▸ What is required: Restate verbatim the span of lines below between the line with "I moved the" and the line with "Type aliases are", including those two lines, and only that span.

Stored data:
Issue #243, opened 2017-07-05
Build fails on Mac because of undefined variables


kklin:
```
$ go build .
# github.com/vishvananda/netlink
./filter.go:189: undefined: nl.TC_U32_TERMINAL
./filter.go:190: undefined: nl.TC_U32_OFFSET
./filter.go:191: undefined: nl.TC_U32_VAROFFSET
./filter.go:192: undefined: nl.TC_U32_EAT
```

It looks like the errors are because the constants are defined in a `_linux` file: https://github.com/vishvananda/netlink/blob/master/nl/tc_linux.go#L471.

serngawy:
I have the same issue, does anyone had a fix for it

supernomad:
I have the same issue, but when attempting to compile on FreeBSD.

trevrosen:
I moved the offending lines from `filter.go` into `filter_linux.go` and all was well. I'm going to PR.

PR #406, opened 2018-11-30
Replace redundant copied u32 types with type aliases

tfukushima:
This patch replaces TcU32Sel and TcU32Key that are copied from nl
package with type aliases for the original types. This eliminates the
usages of unsafe packages and redundant copied structs that are
identical to the original ones.

Type aliases are newly introduced in Go 1.9 and it is not backward
compatibile. Therefore this patch shall be merged only if the project is
entirely migrated to Go 1.9. Currently we are building this project
with Go 1.10 and Go 1.11, so it is reasonable to require Go version
greater than 1.9.

See #206 and #261, which is the previous life of this patch.

This patch also moves TcU32Sel, TcU32Key and U32 structs from filter.go
to filter_linux.go to make it possible to build on macOS. See #243 for
more details.

Signed-off-by: Taku Fukushima <taku@soracom.jp>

▸ Response:
I moved the offending lines from `filter.go` into `filter_linux.go` and all was well. I'm going to PR.

PR #406, opened 2018-11-30
Replace redundant copied u32 types with type aliases

tfukushima:
This patch replaces TcU32Sel and TcU32Key that are copied from nl
package with type aliases for the original types. This eliminates the
usages of unsafe packages and redundant copied structs that are
identical to the original ones.

Type aliases are newly introduced in Go 1.9 and it is not backward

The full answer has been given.